__RAW DATA__

PR #47, opened 2023-04-17
[45] open agenda item from notification

steve1rm:
# Pull Request template

###  What does this PR solve?

Open the event screen from the notification using a deeplink 

notifications

### DIFF
--- a/data/src/main/java/me/androidbox/data/alarm_manager/AlarmReceiver.kt
+++ b/data/src/main/java/me/androidbox/data/alarm_manager/AlarmReceiver.kt
@@ -5,7 +5,6 @@ import android.app.PendingIntent
 import android.content.BroadcastReceiver
 import android.content.Context
 import android.content.Intent
-import android.net.Uri
 import androidx.core.app.NotificationCompat
 import androidx.core.app.TaskStackBuilder
 import androidx.core.net.toUri
@@ -13,12 +12,10 @@ import me.androidbox.data.R
 import me.androidbox.data.alarm_manager.AlarmSchedulerImp.Companion.EXTRA_DESCRIPTION
 import me.androidbox.data.alarm_manager.AlarmSchedulerImp.Companion.EXTRA_ID
 import me.androidbox.data.alarm_manager.AlarmSchedulerImp.Companion.EXTRA_TITLE
+import me.androidbox.domain.constant.AgendaDeepLinks.EVENT_DEEPLINK
 
 class AlarmReceiver : BroadcastReceiver() {
 
-    companion object {
-        private const val EVENT_DEEPLINK = "https://androidbox.me/event?agendaId="
-    }
     override fun onReceive(context: Context?, intent: Intent?) {
         if(intent != null && context != null) {
             intent.extras?.let { bundle ->
@@ -39,7 +36,7 @@ class AlarmReceiver : BroadcastReceiver() {
         /** TODO Only Events for the moment, tasks and reminders coming soon... */
         val agendaIntent = Intent(
             Intent.ACTION_VIEW,
-            "$EVENT_DEEPLINK={$agendaId}".toUri())
+            "$EVENT_DEEPLINK".replace("{id}", agendaId).toUri())
 
         val pendingIntent = TaskStackBuilder.create(context).run {
             this.addNextIntentWithParentStack(agendaIntent)
--- a/data/src/main/java/me/androidbox/data/alarm_manager/AlarmReceiver.kt
+++ b/data/src/main/java/me/androidbox/data/alarm_manager/AlarmReceiver.kt
@@ -1,10 +1,14 @@
 package me.androidbox.data.alarm_manager
 
 import android.app.NotificationManager
+import android.app.PendingIntent
 import android.content.BroadcastReceiver
 import android.content.Context
 import android.content.Intent
+import android.net.Uri
 import androidx.core.app.NotificationCompat
+import androidx.core.app.TaskStackBuilder
+import androidx.core.net.toUri
 import me.androidbox.data.R
 import me.androidbox.data.alarm_manager.AlarmSchedulerImp.Companion.EXTRA_DESCRIPTION
 import me.androidbox.data.alarm_manager.AlarmSchedulerImp.Companion.EXTRA_ID
@@ -12,6 +16,9 @@ import me.androidbox.data.alarm_manager.AlarmSchedulerImp.Companion.EXTRA_TITLE
 
 class AlarmReceiver : BroadcastReceiver() {
 
+    companion object {
+        private const val EVENT_DEEPLINK = "https://androidbox.me/event?agendaId="
+    }
     override fun onReceive(context: Context?, intent: Intent?) {
         if(intent != null && context != null) {
             intent.extras?.let { bundle ->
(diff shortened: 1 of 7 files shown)


data/src/main/java/me/androidbox/data/alarm_manager/AlarmReceiver.kt
```diff
@@ -25,15 +32,26 @@ class AlarmReceiver : BroadcastReceiver() {
...
     }
-    
+
     private fun createAndShowNotification(context: Context, agendaId: String, title: String, description: String) {
         val notificationManager = getNotificationManager(context)
 
+        /** TODO Only Events for the moment, tasks and reminders coming soon... */
+        val agendaIntent = Intent(
+            Intent.ACTION_VIEW,
+            "$EVENT_DEEPLINK={$agendaId}".toUri())
```
steve1rm: Is this correct in passing the agendID to the deeplink? This is only for Events at the moment

data/src/main/java/me/androidbox/data/alarm_manager/AlarmReceiver.kt
```diff
@@ -25,15 +32,26 @@ class AlarmReceiver : BroadcastReceiver() {
...
+
+        val pendingIntent = TaskStackBuilder.create(context).run {
+            this.addNextIntentWithParentStack(agendaIntent)
+            this.getPendingIntent(101, PendingIntent.FLAG_IMMUTABLE or PendingIntent.FLAG_CANCEL_CURRENT)
```
steve1rm: For the request code. Can I use any number for this? I just added 101

presentation/src/main/java/me/androidbox/presentation/navigation/NavigationGraph.kt
```diff
@@ -140,7 +141,10 @@ fun NavigationGraph(
                 defaultValue = null
             }, navArgument(MENU_ACTION_TYPE) {
                     type = NavType.StringType
-                })
+                }),
+            deepLinks = listOf(navDeepLink {
+                this.uriPattern = "https://androidbox.me/event{eventId}/{menuActionType}"
```
steve1rm: Is this correct I need to add both the eventId, and menuActionType. The menuActionType was used as part of the dropdownmenu for open/edit/delete.

steve1rm: Another question do I need to append anything to the route: `route = Screen.EventScreen.route`

data/src/main/java/me/androidbox/data/alarm_manager/AlarmReceiver.kt
```diff
@@ -1,17 +1,24 @@
...
+import androidx.core.net.toUri
 import me.androidbox.data.R
 import me.androidbox.data.alarm_manager.AlarmSchedulerImp.Companion.EXTRA_DESCRIPTION
 import me.androidbox.data.alarm_manager.AlarmSchedulerImp.Companion.EXTRA_ID
 import me.androidbox.data.alarm_manager.AlarmSchedulerImp.Companion.EXTRA_TITLE
 
 class AlarmReceiver : BroadcastReceiver() {
 
+    companion object {
+        private const val EVENT_DEEPLINK = "https://androidbox.me/event?agendaId="
```
MKiperszmid: I would rename agendaId to **id**

Since agendaId doesnt make much sense

data/src/main/java/me/androidbox/data/alarm_manager/AlarmReceiver.kt
MKiperszmid: The event id? Yea its correct

presentation/src/main/java/me/androidbox/presentation/navigation/NavigationGraph.kt
MKiperszmid: 1- You are missing a / between the word "event" and the id "eventId"

2- Why do you need to add the menuActionType? Maybe you can make it so the default value is "Open"

3- You shouldnt need to append anything on the route

data/src/main/java/me/androidbox/data/alarm_manager/AlarmReceiver.kt
MKiperszmid: Mmmm I think it shouldnt really matter in this case, but i'd still recommend having something like the hashcode

Mostly because I dont know what might happen if you receive 2 notifications from different events. No idea what can happen tho the notification click there

data/src/main/java/me/androidbox/data/alarm_manager/AlarmReceiver.kt
MKiperszmid: Also, you could have this on a Constants class
Since you will have to add it to the navgraph also

MKiperszmid (approved):

presentation/src/main/java/me/androidbox/presentation/navigation/NavigationGraph.kt
steve1rm: @MKiperszmid Updated to the following to pass in a default OPEN

```
navArgument(MENU_ACTION_TYPE) {
                type = NavType.StringType
                defaultValue = AgendaMenuActionType.OPEN
                })
```

data/src/main/java/me/androidbox/data/alarm_manager/AlarmReceiver.kt
steve1rm: @MKiperszmid uses the agendaID.hashcode()

data/src/main/java/me/androidbox/data/alarm_manager/AlarmReceiver.kt
steve1rm: @MKiperszmid Adds these to a constants class

presentation/src/main/java/me/androidbox/presentation/navigation/NavigationGraph.kt
```diff
@@ -139,8 +141,12 @@ fun NavigationGraph(
                 nullable = true
                 defaultValue = null
             }, navArgument(MENU_ACTION_TYPE) {
-                    type = NavType.StringType
-                })
+                type = NavType.StringType
+                defaultValue = AgendaMenuActionType.OPEN.name
+                }),
```
steve1rm, line 146: @MKiperszmid Is this the correct way to set the default value for the MenuActionType so it will also be open for the deeplink?

data/src/main/java/me/androidbox/data/alarm_manager/AlarmReceiver.kt
```diff
@@ -25,15 +29,26 @@ class AlarmReceiver : BroadcastReceiver() {
...
     }
-    
+
     private fun createAndShowNotification(context: Context, agendaId: String, title: String, description: String) {
         val notificationManager = getNotificationManager(context)
 
+        /** TODO Only Events for the moment, tasks and reminders coming soon... */
+        val agendaIntent = Intent(
+            Intent.ACTION_VIEW,
+            "$EVENT_DEEPLINK".replace("{id}", agendaId).toUri())
```
MKiperszmid, line 42: I would replace agendaId with something like agendaItemId

Since you are refering to the id of an item in the agenda

presentation/src/main/java/me/androidbox/presentation/navigation/NavigationGraph.kt
MKiperszmid: Yea

MKiperszmid (approved):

__PROMPT__
A complete answer gives every line of the data that includes "like".

__ANSWER SPACE__
MKiperszmid: Mmmm I think it shouldnt really matter in this case, but i'd still recommend having something like the hashcode
MKiperszmid, line 42: I would replace agendaId with something like agendaItemId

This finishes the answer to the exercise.